==== Records to process ====
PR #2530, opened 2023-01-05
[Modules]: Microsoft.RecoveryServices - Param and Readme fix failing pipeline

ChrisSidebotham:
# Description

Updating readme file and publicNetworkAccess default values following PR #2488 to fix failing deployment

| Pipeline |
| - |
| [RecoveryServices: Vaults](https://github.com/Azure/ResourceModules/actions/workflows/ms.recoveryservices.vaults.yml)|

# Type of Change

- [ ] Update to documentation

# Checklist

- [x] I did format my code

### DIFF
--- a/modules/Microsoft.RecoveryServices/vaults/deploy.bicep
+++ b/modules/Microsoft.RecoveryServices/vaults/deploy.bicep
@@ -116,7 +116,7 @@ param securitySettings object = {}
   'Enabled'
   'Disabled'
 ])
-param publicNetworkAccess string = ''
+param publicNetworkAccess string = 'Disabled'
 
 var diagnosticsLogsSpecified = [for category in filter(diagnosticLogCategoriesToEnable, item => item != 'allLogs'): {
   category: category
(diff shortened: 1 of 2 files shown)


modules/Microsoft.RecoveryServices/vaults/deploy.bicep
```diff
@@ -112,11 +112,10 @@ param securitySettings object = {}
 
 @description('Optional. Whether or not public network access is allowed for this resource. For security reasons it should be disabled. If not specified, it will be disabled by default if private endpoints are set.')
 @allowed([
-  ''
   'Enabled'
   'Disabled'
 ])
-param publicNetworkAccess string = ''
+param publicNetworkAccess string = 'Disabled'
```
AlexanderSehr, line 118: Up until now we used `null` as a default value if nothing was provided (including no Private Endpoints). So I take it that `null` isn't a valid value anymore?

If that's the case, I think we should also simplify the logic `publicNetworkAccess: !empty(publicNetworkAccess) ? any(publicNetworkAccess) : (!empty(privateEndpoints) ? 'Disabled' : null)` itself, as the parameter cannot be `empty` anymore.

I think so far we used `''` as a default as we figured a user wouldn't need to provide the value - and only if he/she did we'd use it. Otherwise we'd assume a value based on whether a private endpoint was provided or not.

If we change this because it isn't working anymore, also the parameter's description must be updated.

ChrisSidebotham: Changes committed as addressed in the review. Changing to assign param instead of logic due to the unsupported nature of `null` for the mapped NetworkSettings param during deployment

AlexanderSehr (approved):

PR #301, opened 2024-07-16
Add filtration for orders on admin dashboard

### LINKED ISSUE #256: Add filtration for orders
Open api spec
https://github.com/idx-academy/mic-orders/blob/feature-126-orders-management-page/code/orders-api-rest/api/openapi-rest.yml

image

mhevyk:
====
## Work item
Print each line above exactly as it stands.

## Your response
PR #2530, opened 2023-01-05
[Modules]: Microsoft.RecoveryServices - Param and Readme fix failing pipeline

ChrisSidebotham:
# Description

Updating readme file and publicNetworkAccess default values following PR #2488 to fix failing deployment

| Pipeline |
| - |
| [RecoveryServices: Vaults](https://github.com/Azure/ResourceModules/actions/workflows/ms.recoveryservices.vaults.yml)|

# Type of Change

- [ ] Update to documentation

# Checklist

- [x] I did format my code

### DIFF
--- a/modules/Microsoft.RecoveryServices/vaults/deploy.bicep
+++ b/modules/Microsoft.RecoveryServices/vaults/deploy.bicep
@@ -116,7 +116,7 @@ param securitySettings object = {}
   'Enabled'
   'Disabled'
 ])
-param publicNetworkAccess string = ''
+param publicNetworkAccess string = 'Disabled'
 
 var diagnosticsLogsSpecified = [for category in filter(diagnosticLogCategoriesToEnable, item => item != 'allLogs'): {
   category: category
(diff shortened: 1 of 2 files shown)


modules/Microsoft.RecoveryServices/vaults/deploy.bicep
```diff
@@ -112,11 +112,10 @@ param securitySettings object = {}
 
 @description('Optional. Whether or not public network access is allowed for this resource. For security reasons it should be disabled. If not specified, it will be disabled by default if private endpoints are set.')
 @allowed([
-  ''
   'Enabled'
   'Disabled'
 ])
-param publicNetworkAccess string = ''
+param publicNetworkAccess string = 'Disabled'
```
AlexanderSehr, line 118: Up until now we used `null` as a default value if nothing was provided (including no Private Endpoints). So I take it that `null` isn't a valid value anymore?

If that's the case, I think we should also simplify the logic `publicNetworkAccess: !empty(publicNetworkAccess) ? any(publicNetworkAccess) : (!empty(privateEndpoints) ? 'Disabled' : null)` itself, as the parameter cannot be `empty` anymore.

I think so far we used `''` as a default as we figured a user wouldn't need to provide the value - and only if he/she did we'd use it. Otherwise we'd assume a value based on whether a private endpoint was provided or not.

If we change this because it isn't working anymore, also the parameter's description must be updated.

ChrisSidebotham: Changes committed as addressed in the review. Changing to assign param instead of logic due to the unsupported nature of `null` for the mapped NetworkSettings param during deployment

AlexanderSehr (approved):

PR #301, opened 2024-07-16
Add filtration for orders on admin dashboard

### LINKED ISSUE #256: Add filtration for orders
Open api spec
https://github.com/idx-academy/mic-orders/blob/feature-126-orders-management-page/code/orders-api-rest/api/openapi-rest.yml

image

mhevyk:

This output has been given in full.